Director of Senior & Disability Action Jessica Lehmann despaired of the attitude that COVID is not serious if mostly elderly and disabled people go to hospital and die. It reinforces the idea that “elderly people and people with disabilities are less important, less valued in society,” she said.
But most public health officials remain reluctant to introduce mask mandates. “We’re not going to impose behavior unless there’s a big change in the virus,” such as a more virulent strain that’s highly infectious, Willis said.
Possible solutions
Barring blanket mandates or expensive marketing and incentive campaigns, health experts see ways the general public can be re-engaged to help slow the virus and protect themselves.
“You’re changing the environment to make the healthy choice the easy choice,” said Dr. Sara Cody, Santa Clara County Public Health Officer.
Simple measures can go a long way: offering free masks at the entrance of buildings or offering patients the bivalent vaccine when they visit their doctor or go to the pharmacy to pick up a prescription.

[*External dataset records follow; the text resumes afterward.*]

PR #545, opened 2023-07-08
feat(grid): sorting options

CharlieS1103:


src/components/Grid.tsx
```diff
@@ -188,27 +188,26 @@ class Grid extends React.Component<
...
           repo.default_branch,
           repo.stargazers_count,
-          this.CONFIG.visual.hideInstalled,
+          true,
         );
 
-        // I believe this stops the requests when switching tabs?
-        if (this.requestQueue.length > 1 && queue !== this.requestQueue[0]) {
-          // Stop this queue from continuing to fetch and append to cards list
-          return -1;
```
theRealPadster, line 202: Do we know for sure what this part did, and that it's okay to take out?

src/components/Grid.tsx
```diff
@@ -250,38 +249,37 @@ class Grid extends React.Component<
...
+        const repoThemes = await fetchThemeManifest(
           repo.contents_url,
           repo.default_branch,
           repo.stargazers_count,
         );
-        // I believe this stops the requests when switching tabs?
-        if (this.requestQueue.length > 1 && queue !== this.requestQueue[0]) {
-          // Stop this queue from continuing to fetch and append to cards list
-          return -1;
-        }
```
theRealPadster, line 264: Same note as above

src/components/Grid.tsx
```diff
@@ -250,38 +249,37 @@ class Grid extends React.Component<
...
 
-        if (themes && themes.length) {
-          themes.forEach((theme) => {
-            Object.assign(theme, { lastUpdated: repo.pushed_at });
-            this.appendCard(theme, "theme", activeTab);
-          });
+        if (repoThemes && repoThemes.length) {
+          themes.push(...repoThemes.map((theme) => ({
+            ...theme, lastUpdated: repo.pushed_at,
+          })));
```
theRealPadster, line 263: I think it was more readable before tbh. Too much spread lol.

src/components/Grid.tsx
```diff
@@ -250,38 +249,37 @@ class Grid extends React.Component<
...
 
-      // First request is null, so coerces to 1
+      sortThemes(themes, localStorage.getItem("marketplace:sort") || "stars");
+
+      for (const theme of themes) {
+        this.appendCard(theme, "theme", activeTab);
+      }
+
       const currentPage = this.requestPage > -1 && this.requestPage ? this.requestPage : 1;
-      // -1 because the page number is 1-indexed
```
theRealPadster, line 276: Doesn't hurt to leave this in

src/logic/Utils.ts
```diff
@@ -579,3 +588,44 @@ export const addExtensionToSpicetifyConfig = (main?: string) => {
...
+    extensions.sort((a, b) => new Date(a.lastUpdated).getTime() - new Date(b.lastUpdated).getTime());
+    break;
+  case "stars":
+  default:
+    extensions.sort((a, b) => b.stars - a.stars);
+    break;
+  }
+};
+// TODO: Create theme type
+export const sortThemes = (themes: CardItem[], sortOption: string) => {
```
theRealPadster, line 612: Aren't these two sort functions the exact same? Why not just use one?

src/components/Grid.tsx
```diff
@@ -250,38 +249,37 @@ class Grid extends React.Component<
...
       const remainingResults = pageOfRepos.total_count - soFarResults;
 
       console.debug(`Parsed ${soFarResults}/${pageOfRepos.total_count} themes`);
       if (remainingResults > 0) return currentPage + 1;
       else console.debug("No more theme results");
       break;
-    } case "Apps": {
+    }
+    case "Apps": {
       const pageOfRepos = await getTaggedRepos("spicetify-apps", this.requestPage, this.BLACKLIST);
```
theRealPadster, line 283: Probably add sort for apps as well, to be consistent. Maybe installed too.

theRealPadster (changes requested):

src/components/Grid.tsx
CharlieS1103: Can't do it with the old way, this is not just a readability change but a functionality change as well.

src/components/Grid.tsx
CharlieS1103: Honestly, no clue what it does, I think you added it a while ago to prevent the issue where cards would appear if you switch tabs while it's still loading, however, after experimenting a lot, I don't think this is an issue anymore for whatever reason? (Perhaps changes with how we fetch stuff?)

src/components/Grid.tsx
CharlieS1103: I think installed would be a bit much but i'll try to do it with apps

src/components/Grid.tsx
theRealPadster, line 263: I think this is slightly easier to read?
```suggestion
        if (repoThemes && repoThemes.length) {
          themes.push(...repoThemes.map(
            (theme) => ({
              ...theme, 
              lastUpdated: repo.pushed_at,
            })
          ));
```

theRealPadster: Fair. Added a separate suggestion for readability.

CharlieS1103:
@theRealPadster Thoughts on merging as is, in terms of the apps and installed tabs to be entirely honest we have so few of them i doubt it'd be fully necessary to implement as of now, plus the systems they use are entirely different to the themes and extensions tabs so it would probably take loads more work to implement

src/components/Grid.tsx
theRealPadster: I've added for both. And snippets, though the star/oldest/newest sorts don't do anything

theRealPadster:
I've done some more work on it. Added support for sort to the rest of the tabs (though stars/oldest/newest don't do anything for snippets). I considered disabling/removing those for the Snippets tab, but that made the sort reset when you switched tabs, which was kind of annoying, so I removed it. I'd be okay if we just remove the sort dropdown on the Snippets tab full stop, but up to you guys. 

I also fixed the header not being sticky when you scroll, and replaced the redundant "spicetify marketplace" text on the left with the sort dropdown and a label. 

image

src/components/Grid.tsx
theRealPadster: I put it back in, just in case 🤷

theRealPadster (approved):
LGTM

PR #550, opened 2023-07-13
fix(install): get userdata path

SunsetTechuila:
make sure that output contains only path


SunsetTechuila:
alternatively could be fixed by https://github.com/spicetify/spicetify-cli/pull/2470

kyrie25 (approved):

PR #569, opened 2023-08-02
feat(snippets): add hide all play counts and popular tracks

greenimpala:


theRealPadster:
Would it make more sense to split this up into two snippets?

greenimpala:
> Would it make more sense to split this up into two snippets?

Popular tracks also contain play counts which I want to hide. There is [already](https://github.com/spicetify/spicetify-marketplace/blob/f00ac236e0a14084d44a3b34f0c63e2501d5bc3e/src/resources/snippets.ts#L267) a snippet to hide play counts but it wasn't appearing in the marketplace tab `2.22.1` 🤔.

theRealPadster:
The hide play counts snippet shows up for me on 2.22.1. 
image
Where can I find the "popular tracks" bit of the UI that this snippet hides? Is it that tightly coupled to the play counts? If not, I still think it would make sense to just install the two snippets to hide both.

rxri (commented):
No activity for 7 months and `Hide play count` snippet already exists in marketplace

PR #572, opened 2023-08-05
feat: use Workers for manifest fetching & optimizations

kyrie25:
- Use Web Workers to fetch manifest contents, this way the console will no longer be littered with 404 spams.
image

- Reworked & fixed cache system (so that it actually works now), no longer making duplicate requests and decrease load time.

- Topic results will also be cached and will no longer cause rate limits when spamming switching tabs.

- A notification will now appear if all JSDelivr endpoints can't be connected to (except when they are offline, in which the extension will reload when online)
image


src/logic/FetchRemotes.ts
```diff
@@ -83,7 +98,7 @@ export async function fetchExtensionManifest(contents_url: string, branch: strin
     if (!regex_result || !regex_result.groups) return null;
     const { user, repo } = regex_result.groups;
 
-    manifests = await getRepoManifest(user, repo, branch);
+    manifests = await getRepoManifest(user, repo, regex_result[0]);
```
theRealPadster, line 101: Why is this using regex result instead of branch?

src/logic/FetchRemotes.ts
```diff
@@ -130,8 +145,8 @@ export async function fetchExtensionManifest(contents_url: string, branch: strin
 
     return parsedManifests;
   }
-  catch (err) {
-    // console.warn(contents_url, err);
+  catch (err: any) {
```
theRealPadster, line 148: Types

src/types/marketplace-types.d.ts
```diff
@@ -162,3 +162,25 @@ export type Config = {
...
+    self: string;
+    git: string;
+    html: string;
+  };
+};
+
+export type GithubMessage = {
+  message: string;
+  documentation_url: string;
+};
```
theRealPadster, line 186: Missing EOF newline

theRealPadster (changes requested):

src/logic/FetchRemotes.ts
kyrie25: You can only assign either unknown or any to caught errors and type check is done in the catch block anyway.

src/logic/FetchRemotes.ts
```diff
@@ -51,17 +83,20 @@ export async function getTaggedRepos(tag: RepoTopic, page = 1, BLACKLIST:string[
 * @returns The manifest object
 */
 async function getRepoManifest(user: string, repo: string, branch: string) {
-  const sessionStorageItem = window.sessionStorage.getItem(`${user}-${repo}`);
-  const failedSessionStorageItems = window.sessionStorage.getItem("noManifests");
+  const key = `${user}-${repo}`;
```
theRealPadster, line 86: Do we not need the branch anymore? What if the user has one repo and uses different branches for different projects?

kyrie25: That's still the same key we used before, just initialized once.
Also one repo only has one manifest. This caches everything in the manifest file, not one manifest object itself.

src/components/Card/Card.tsx
```diff
@@ -379,7 +378,7 @@ class Card extends React.Component<CardProps, {
    */
   async fetchAndInjectUserCSS(theme) {
     try {
-      const tld = await getAvailableTLD();
+      const tld = window.sessionStorage.getItem("tld") || "";
```
rxri, line 381:
```suggestion
      const tld = window.sessionStorage.getItem("marketplace-request-tld") || undefined;
```

src/logic/Utils.ts
```diff
@@ -417,9 +417,11 @@ export const initAlbumArtBasedColor = (scheme: ColourScheme) => {
   });
 };
 
-export const parseCSS = async (themeData: CardItem, tld = "net") => {
+export const parseCSS = async (themeData: CardItem, tld?: string) => {
```
rxri, line 420:
```suggestion
export const parseCSS = async (themeData: CardItem, tld?: string | undefined) => {
```

rxri (changes requested):

src/logic/Utils.ts
kyrie25: Optional param is explicitly undefined

theRealPadster (approved):

rxri (approved):

PR #577, opened 2023-08-19
feat(snippets): add fix listening on and default progress bar snippets

Toomas633:


Toomas633:
For themes that move the progress bar to the bottom and for some themes move the listening on outside the now playing bar. Compatible with theme coloring. Tested on Comfy theme.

The key is to grab their attention “in that fleeting moment” when they’re motivated, said the Dominican Republic’s Rosenberg.
It could also involve rebranding the vaccine: If part of the pandemic fatigue stems from a sense of uncertainty, then “the vaccine itself is actually the medicine because it makes you safer in every way,” said Marin County’s Willis.
Philip, of San Francisco, added, “we need to reinforce the message that … it’s very effective at keeping people out of the hospital.”